Far from being a cure-all, small loans add to poverty by burdening people with unsustainable debt, says Jason Hickel, who teaches anthropology at the London School of Economics. "What’s so fascinating about the microfinance craze is that it persists in the face of one unfortunate fact: microfinance doesn’t work." Hickel argues that the only gainers in the microfinance business are the lenders.
In South Africa, for example, consumption accounts for 94% of microfinance use. As a result, borrowers don’t generate any new income that they can use to repay their loan. “So they end up taking out new loans to repay the old ones, wrapping themselves in layers of debt." Hickel explains. Hickel goes on to relate that when micro-loans are used to fund new businesses, budding entrepreneurs tend to encounter a lack of consumer demand. “After all, their potential customers are poor and low on cash, and what little money they do have gets spent on basic goods that tend already to be available. In this context, new businesses end up displacing already-existing ones, yielding no net increase in employment and incomes." He argues that is the "best of the likely outcomes. The worst – and much more likely – is that the new businesses fail, which then leads, once again, to vicious cycles of over-indebtedness that drive borrowers even further into poverty."

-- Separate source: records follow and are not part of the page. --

PR #648, opened 2023-04-13
compare: add a blank line after each project

marc-hb:
`git status` adds one annoying blank line just before its last line of output:

```
Untracked files:
  (use "git add <file>..." to include in what will be committed)
	foo

nothing added to commit but untracked files present (use "git add" to track)
=== mbedtls (modules/crypto/mbedtls):
--- manifest-rev:
7fed49c9b9f9 (HEAD, manifest-rev) CC3XX: Hardcode entry points for the CC3XX driver
--- status:
```

This makes it harder to visualize the separation between projects.

Counters this by separating projects with one blank line:

```
Untracked files:
  (use "git add <file>..." to include in what will be committed)
	foo

nothing added to commit but untracked files present (use "git add" to track)

=== mbedtls (modules/crypto/mbedtls):
--- manifest-rev:
7fed49c9b9f9 (HEAD, manifest-rev) CC3XX: Hardcode entry points for the CC3XX driver
--- status:
```

### DIFF
--- a/src/west/app/project.py
+++ b/src/west/app/project.py
@@ -680,6 +680,7 @@ class Compare(_ProjectCommand):
                         project.git('log --oneline -n 1 HEAD')
                         self.small_banner('status:')
                         project.git('status')
+                        print()
                         printed_status = True
                     except subprocess.CalledProcessError:
                         failed.append(project)
@@ -722,6 +723,7 @@ class Compare(_ProjectCommand):
                 project.git('log --oneline -n 1 manifest-rev')
                 self.small_banner('status:')
                 project.git('status')
+                print()
                 printed_status = True
             except subprocess.CalledProcessError:
                 failed.append(project)


aescolar (commented):
I'd rather we did not. The output already uses a lot of lines, and we have the green banners separating projects.

marc-hb:
> The output already uses a lot of lines,

That's why this one does not make much difference to the _total_ (while making a big readability difference in my experience)

> and we have the green banners separating projects.

It depends on the terminal/redirections, colors don't always work. For instance with `git` you can `git -p status` to get colors and a pager easily whereas `west compare | less` drops colors by default without some colors "acrobatics"

Even when they do, west's green separators don't stand out from the green and red already used by git. If west's separators were longer/bigger/bolder in some way then I agree this PR would not be needed.

mbolivar-nordic:
Is https://github.com/zephyrproject-rtos/west/pull/649 a valid compromise?

PR #376, opened 2016-04-06
openQA: revise meta processor for pending new message format

AdamWill:
I'm currently working on changing the openQA fedmsg message
format to add new information and improve consistency a bit:
https://github.com/os-autoinst/openQA/pull/617
Those changes will hit Fedora soon, but first we have to make
things ready for them. This adjusts the meta processor such
that it should produce more informational messages for the new
format while still working with the old format, and extends
the tests to cover both cases.

Note: I'm not sure exactly how the magic that turns test docstrings into message topic docs works, so I don't know if `TestOpenQAHdd1`'s docstring will be a problem there. If so, please let me know how to fix it :) Thanks!

### DIFF
--- a/fedmsg_meta_fedora_infrastructure/doc_utilities.py
+++ b/fedmsg_meta_fedora_infrastructure/doc_utilities.py
@@ -157,6 +157,10 @@ def make_topics_doc(output_dir):
             if 'Legacy' in cls.context.__name__:
                 continue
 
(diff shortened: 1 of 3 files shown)


ralphbean:
I think this works as-is.  It's fine to have that appear in the docs.  ;)

ralphbean:
:+1: thanks!

PR #378, opened 2016-04-07
Handle some namespaced scm things.

ralphbean:


fedmsg_meta_fedora_infrastructure/scm.py
```diff
@@ -193,6 +202,12 @@ def usernames(self, msg, **config):
             return set()
 
     def packages(self, msg, **config):
+
+        # If its not an rpms/ thing, then its not a package.
+        if 'namespace' in msg['msg']:
+            if msg['msg']['namespace'] != 'rpms':
+                return set()
+
```
pypingou: Should we have some specific notifications/conversion for the ``*-checks`` repo? I figure some people would like to be notified of changes done in them.

pypingou:
One question, but code wise :+1:

fedmsg_meta_fedora_infrastructure/scm.py
ralphbean: Hm, this is a good point.  Will do!

pypingou:
:+1: 

We may want to open a ticket on FMN to add a filter for namespaces. Allowing notification from rpms only, or rpms and rpms-check or docker and rpms & so on.

PR #383, opened 2016-05-11
Perform 26 smaller queries instead of 1 to retrieve the entire list of users

pypingou:
This actually slows down thing a little but at least it no longer runs
into time-out issues.

### DIFF
--- a/fedmsg_meta_fedora_infrastructure/fasshim.py
+++ b/fedmsg_meta_fedora_infrastructure/fasshim.py
@@ -1,6 +1,7 @@
 import collections
 import threading
 import socket
+import string
 from hashlib import sha256, md5
 
 _fas_cache = {}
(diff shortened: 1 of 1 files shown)


abompard:
I suppose there is no way to page requests on the server?

pypingou:
Unfortunately not on FAS2

pypingou:
grmbl, wrong button :)

abompard:
OK, :+1:

lmacken:
:+1: Fine with me.

ralphbean:
I added two small mostly cosmetic changes to this PR.

Let's merge it and get it out the door.

sachinkamath:
@ralphbean  +1

Looks good to me :+1:

ralphbean:
:)  Thanks all!

PR #386, opened 2016-06-28
Update Autocloud Processor with the new autocloud message format

sayanchowdhury:


fedmsg_meta_fedora_infrastructure/autocloud.py
```diff
@@ -29,39 +29,66 @@ class AutoCloudProcessor(BaseProcessor):
     __obj__ = "Cloud Image Test"
 
     def subtitle(self, msg, **config):
-        image_name = msg['msg']['image_name']
         status = msg['msg']['status']
-        release = msg['msg'].get('release')
         if 'autocloud.image' in msg['topic']:
+            compose_id = msg['msg']['compose_id']
```
pypingou: Old messages won't have the compose_id and will thus fail

pypingou:
Let's keep/add a test w/ the old format, fedmsg_meta must be compatible with all messages in datagrepper

fedmsg_meta_fedora_infrastructure/autocloud.py
```diff
@@ -21,14 +21,98 @@
...
     __docs__ = "https://github.com/kushaldas/autocloud"
     __icon__ = "https://apps.fedoraproject.org/img/icons/fedimg.png"
     __obj__ = "Cloud Image Test"
 
+
+    def _func_router(self, msg, fname, **config):
+        FNAME = 'handle_%s_autocloud_%s'
+
+        if 'compose_id' in msg['msg'] or 'compose_job_id' in msg['msg']:
+            return getattr(self, FNAME % ('new', fname))(msg, **config)
```
pypingou: Instead of using new/old you may want to do something like v1/v2, otherwise you may end having problems if you change the format once more.

Also, while I find the approach quite neat, do we loose a bit in readability?

sayanchowdhury: Updated the code to v1/v2.

I don't think much of readability is lost as it's just a method call. Also, I added a few lines to explain the methods functionality

pypingou:
LGTM :)

sayanchowdhury:
Thanks :)

PR #388, opened 2016-07-07
Fix mailman3 icon broken link

Prashant-Surya:
Replaced broken link of mailman3 icon


pypingou:
Same here, let's merge :)

PR #389, opened 2016-07-08
replace yum by dnf in readme

vivekanand1101:


skrzepto:
I believe these services run on rhel/centos servers which are still using yum. So not sure if updating readme to dnf is useful here

vivekanand1101:
@skrzepto  you can close the pr if its worthless :)

puiterwijk:
Correct, RHEL still uses yum, and yum will still work for dnf people.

David Roodman of the Centre for Global Development also says “The best estimate of the average impact of microcredit on the poverty of clients is zero.”
A comprehensive DFID-funded review of extant data comes to the same conclusion: the microfinance craze has been built on “foundations of sand” because “no clear evidence yet exists that microfinance programmes have positive impacts.”

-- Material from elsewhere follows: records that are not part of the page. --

PR #394, opened 2016-07-13
Add the test for the broken messages and the fix for the Autocloud Processor

sayanchowdhury:
Add the test for the broken messages and the fix for the Autocloud Processor

### DIFF
--- a/fedmsg_meta_fedora_infrastructure/autocloud.py
+++ b/fedmsg_meta_fedora_infrastructure/autocloud.py
@@ -112,6 +112,7 @@ class AutoCloudProcessor(BaseProcessor):
             if compose_job_id is not None:
                 return 'https://apps.fedoraproject.org/autocloud/jobs/%s' % (
                     compose_job_id)
+        return 'https://apps.fedoraproject.org/autocloud/'
 
     def handle_v2_autocloud_objects(self, msg, **config):
         status = msg['msg']['status']
--- a/fedmsg_meta_fedora_infrastructure/autocloud.py
+++ b/fedmsg_meta_fedora_infrastructure/autocloud.py
@@ -86,10 +86,8 @@ class AutoCloudProcessor(BaseProcessor):
                                 compose_id=compose_id)
 
         if "autocloud.compose" in msg['topic']:
-            compose_id = msg['msg'].get('id', '')
-
-            if compose_id == '' and "complete" in msg['topic']:
-                compose_id = msg['msg'].get('compose_id', '')
+            compose_id = msg['msg'].get(
+                    'id', msg['msg'].get('compose_id', 'A compose'))
 
             if status == 'queued':
                 tmpl = self._("{compose_id} is {status} for testing")
--- a/fedmsg_meta_fedora_infrastructure/autocloud.py
+++ b/fedmsg_meta_fedora_infrastructure/autocloud.py
@@ -38,7 +38,8 @@ class AutoCloudProcessor(BaseProcessor):
         """
         FNAME = 'handle_%s_autocloud_%s'
 
-        if 'compose_id' in msg['msg'] or 'compose_job_id' in msg['msg']:
+        if ('compose_id' in msg['msg'] or 'compose_job_id' in msg['msg'] or
+                'autocloud.compose' in msg['topic']):
             return getattr(self, FNAME % ('v2', fname))(msg, **config)
         else:
             return getattr(self, FNAME % ('v1', fname))(msg, **config)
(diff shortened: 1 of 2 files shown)


fedmsg_meta_fedora_infrastructure/autocloud.py
```diff
@@ -85,7 +86,10 @@ def handle_v2_autocloud_subtitle(self, msg, **config):
                                 compose_id=compose_id)
 
         if "autocloud.compose" in msg['topic']:
-            compose_id = msg['msg']['id']
+            compose_id = msg['msg'].get('id', '')
+
+            if compose_id is '' and "complete" in msg['topic']:
```
pypingou: Don't you want to use `` == ''`` here?

fedmsg_meta_fedora_infrastructure/autocloud.py
```diff
@@ -85,7 +86,10 @@ def handle_v2_autocloud_subtitle(self, msg, **config):
...
+                compose_id = msg['msg'].get('compose_id', '')
```
pypingou: So what's happening here is compose_id is still ``''`` ?

fedmsg_meta_fedora_infrastructure/autocloud.py
```diff
@@ -106,9 +110,10 @@ def handle_v2_autocloud_link(self, msg, **config):
             else:
                 return msg['msg']['image_url']
         elif 'autocloud.compose' in msg['topic']:
-            compose_job_id = msg['msg']['compose_job_id']
-            return 'https://apps.fedoraproject.org/autocloud/jobs/%s' % (
-                compose_job_id)
+            compose_job_id = msg['msg'].get('compose_job_id')
+            if compose_job_id is not None:
+                return 'https://apps.fedoraproject.org/autocloud/jobs/%s' % (
+                    compose_job_id)
```
pypingou: Is there a default value to return?
If compose_job_id is None what should be returned?

sayanchowdhury: Since I am not returning anything it should return None. If there is no compose_job_id then it should not create any URL.

fedmsg_meta_fedora_infrastructure/autocloud.py
sayanchowdhury: Changed this

pypingou: You changed the ``==`` but did not answer this question :)

sayanchowdhury: If the key `id` is not found then it tries to fetch it from `compose_id`. Fix for this https://github.com/kushaldas/autocloud/pull/44

pypingou: And if none of them are present?

With this code we will not have an error but the message returned will also not be understandable. So should we crash so that we are at least notified of an odd message?

The part that worries me a little is:
* Retrieve ``id``
* If there is no ``id`` *and the topic contains ``complete``*: retrieve compose_id

So if there is no ``id`` but the topic does not contain ``complete`` then ``compose_id`` remains ``''``

sayanchowdhury: The chances are very less (can say nil) that both are missing. Maybe we can add a default text for compose_id as `A compose`.

This code is under another check above if `autocloud.compose` is in the topic. So the resultant check would be like `autocloud.compose` and `complete` in the topic. 
I can change `complete` to `autocloud.compose.complete`

pypingou: +1 for the default

But do we need that check for 'complete', we could just do something like: 
``compose_id = msg['msg'].get('id', compose_id = msg['msg'].get('compose_id', 'A compose'))``
thoughts?

sayanchowdhury: Never thought of that. I have updated the code with the changes.

fedmsg_meta_fedora_infrastructure/autocloud.py
pypingou: We could return simply ``https://apps.fedoraproject.org/autocloud/`` no?

sayanchowdhury: Updated to return `https://apps.fedoraproject.org/autocloud/` as default

pypingou:
:+1: for me if travis agrees :)

sayanchowdhury:
Thanks :)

Hickel declares that "The only consistent winners in the microfinance game are the lenders, many of whom charge exorbitant interest rates that sometimes reach up to 200% per annum (as in the case of Banco Compartamos). In the past we would have called such people loan sharks, but today they’re called microfinance providers, and they crown themselves with the moral halo that this term carries." Hickel is unusually scathing when he says: "Microfinance has become a socially acceptable mechanism for extracting wealth and resources from poor people."
Hickel concedes that microfinance retains its attraction as a development option despite its failure being recognised at even the highest levels. He has some explanations for that.
"Because it promises an elegant, win-win solution to the problem of poverty, it assures us that we – the rich world – can eradicate poverty in the global South without any cost to us, and without any threat to existing arrangements of political and economic power. In other words, it promises revolution without the messiness of class struggle. And, what is more, it promises that we can help save the poor while making money from it. It’s an irresistible tale." Hickel says microfinance is also a "a very effective tool of political control. It’s the neoliberal development strategy par excellence. Bankers shall be our new heroes and debt our salvation. Debt, incidentally, is a great way to keep people docile."
Milford Bateman, another critics of microfinance, has previously pointed out that the movement had its roots in the US government’s “containment strategy” in Latin America. Micro-credit does not address structural issues surrounding poverty - so governments who like to evade structural change are attracted to micro-credit. In Bangladesh, the micro-credit gurus such as Mohammed Yunis came to the fore because military and quasi-military regimes did not want to address the core issues around poverty.